Problem requirements » Each line of the records below that contains "skipped" needs to be copied.

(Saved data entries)
Start of Block
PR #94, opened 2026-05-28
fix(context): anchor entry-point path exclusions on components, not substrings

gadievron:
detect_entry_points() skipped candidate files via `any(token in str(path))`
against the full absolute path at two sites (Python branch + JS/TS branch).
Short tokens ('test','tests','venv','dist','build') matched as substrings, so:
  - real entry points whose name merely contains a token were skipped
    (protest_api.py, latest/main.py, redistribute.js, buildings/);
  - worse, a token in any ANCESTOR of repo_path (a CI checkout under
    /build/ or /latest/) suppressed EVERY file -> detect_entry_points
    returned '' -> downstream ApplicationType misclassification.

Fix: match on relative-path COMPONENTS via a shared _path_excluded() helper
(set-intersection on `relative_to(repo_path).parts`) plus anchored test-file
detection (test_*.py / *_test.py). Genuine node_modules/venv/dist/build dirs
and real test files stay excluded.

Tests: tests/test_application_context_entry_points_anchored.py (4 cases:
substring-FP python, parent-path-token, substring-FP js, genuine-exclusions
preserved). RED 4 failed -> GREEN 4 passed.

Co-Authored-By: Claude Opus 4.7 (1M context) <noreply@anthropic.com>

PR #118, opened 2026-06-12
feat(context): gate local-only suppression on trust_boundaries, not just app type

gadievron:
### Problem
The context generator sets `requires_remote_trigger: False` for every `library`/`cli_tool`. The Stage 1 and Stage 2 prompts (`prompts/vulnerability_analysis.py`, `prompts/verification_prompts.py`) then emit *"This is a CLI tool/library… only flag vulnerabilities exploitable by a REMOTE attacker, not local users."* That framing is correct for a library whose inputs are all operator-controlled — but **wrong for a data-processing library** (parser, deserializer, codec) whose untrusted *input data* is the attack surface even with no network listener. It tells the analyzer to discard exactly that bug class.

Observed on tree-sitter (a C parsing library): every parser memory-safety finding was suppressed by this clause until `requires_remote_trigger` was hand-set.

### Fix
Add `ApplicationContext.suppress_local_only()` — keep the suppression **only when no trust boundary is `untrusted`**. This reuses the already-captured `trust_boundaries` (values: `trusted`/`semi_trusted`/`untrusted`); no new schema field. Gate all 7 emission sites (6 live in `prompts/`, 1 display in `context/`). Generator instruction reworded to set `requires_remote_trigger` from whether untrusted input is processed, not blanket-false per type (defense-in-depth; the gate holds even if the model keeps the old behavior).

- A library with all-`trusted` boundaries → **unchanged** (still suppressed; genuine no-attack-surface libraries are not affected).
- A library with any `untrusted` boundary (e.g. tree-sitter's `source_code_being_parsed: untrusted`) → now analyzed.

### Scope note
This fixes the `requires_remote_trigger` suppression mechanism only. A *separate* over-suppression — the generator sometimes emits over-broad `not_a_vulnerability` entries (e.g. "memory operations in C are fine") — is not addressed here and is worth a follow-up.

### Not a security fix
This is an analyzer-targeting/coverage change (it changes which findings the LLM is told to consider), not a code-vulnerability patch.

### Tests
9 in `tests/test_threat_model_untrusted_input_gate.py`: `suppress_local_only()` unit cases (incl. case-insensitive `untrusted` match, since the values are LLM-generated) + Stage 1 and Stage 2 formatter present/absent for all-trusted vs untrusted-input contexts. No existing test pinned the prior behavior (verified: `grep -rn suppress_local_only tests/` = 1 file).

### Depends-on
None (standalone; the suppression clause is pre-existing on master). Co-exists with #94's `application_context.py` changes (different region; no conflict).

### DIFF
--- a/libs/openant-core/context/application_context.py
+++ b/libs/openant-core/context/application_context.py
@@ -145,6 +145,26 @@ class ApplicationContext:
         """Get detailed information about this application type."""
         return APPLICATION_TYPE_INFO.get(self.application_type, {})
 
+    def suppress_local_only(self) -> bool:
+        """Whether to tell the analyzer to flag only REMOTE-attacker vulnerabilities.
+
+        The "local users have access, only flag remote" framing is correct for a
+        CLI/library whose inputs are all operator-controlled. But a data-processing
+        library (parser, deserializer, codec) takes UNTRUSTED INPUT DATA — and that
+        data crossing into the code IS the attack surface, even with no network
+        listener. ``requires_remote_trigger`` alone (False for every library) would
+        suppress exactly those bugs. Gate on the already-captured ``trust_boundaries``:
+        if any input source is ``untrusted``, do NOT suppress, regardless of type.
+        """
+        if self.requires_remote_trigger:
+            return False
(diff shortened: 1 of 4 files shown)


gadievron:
End of Block
Response for this exercise »
detect_entry_points() skipped candidate files via `any(token in str(path))`
  - real entry points whose name merely contains a token were skipped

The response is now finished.